Abstract

To achieve maximum throughput in named data networking (NDN) with consideration of fairness among each source-sink pair, we model the routing problem in NDN as a mixed-integer maximum concurrent flow problem. Taking advantage of the smart forwarding framework in NDN, we obtain an approximate optimal routing and forwarding solution with our improved Fleischer and random rounding (FRR) algorithm. We analyze the complexity of the Fleischer algorithm more comprehensively and give the best scaling method to achieve the least iterations. In addition, we further reduce the complexity of the Fleischer algorithm so that it iterates only once, thus getting a heuristic algorithm which is called multicommodity multipath (MCMP).
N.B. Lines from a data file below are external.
PR #549, opened 2015-06-29
add option to allow unverified SSL requests to pyload

manacker:
I like to run pyload in HTTPS mode. Since the python version on my NAS doesn't allow proper certificate validation (InsecurePlatformWarning) and it doesn't make much sense for https://localhost anyways the API calls to pyload failed. 

So I added an option to disable SSL certificate verification in the requests.request call. It still spams a lot of warnings, but at least it works now.

The default behavior is as current, you have to explicitly set "verify_ssl: no" to deactivate SSL verification.

### DIFF
--- a/flexget/plugins/output/pyload.py
+++ b/flexget/plugins/output/pyload.py
@@ -32,6 +32,7 @@ class PluginPyLoad(object):
         parse_url: no
         multiple_hoster: yes
         enabled: yes
+        verify_ssl: yes
 
     Default values for the config elements::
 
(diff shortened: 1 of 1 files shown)


stevezau:
You should be able to do this already via

 http://www.flexget.com/wiki/Plugins/verify_ssl_certificates

??

manacker:
I tried that, but it didn't work. Might be because the pyload plugin doesn't use the task.requests session, but its own instance. 
So I guess its better if I create a patch to respect the existing verify_ssl_certificates plugin instead of building my own implementation.

stevezau:
@manacker yep, i suggest you change the pyload plugin to use tasks.requests.

I will close this PR so you can open a new PR.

Using ndnSIM-based simulation, we compare our proposed routing algorithms with the existing routing algorithms, including flooding, k-shortest path, and best single path routing, and the simulation results prove that FRR and MCMP can outperform other algorithms both in throughput and latency, and it can also be concluded that the best number of paths for k-shortest path routing should be close to and less than the average node degree of the network. For studying routing optimization with caching, we conduct simulations with different in-network cache capacity and different caching policies. The simulation results show that although the LRU can achieve the best performance under the same cache capacity, the cache capacity plays a decisive role. All routing algorithms produce better performance with caching, but the FRR still achieves the best performance, and follows by MCMP.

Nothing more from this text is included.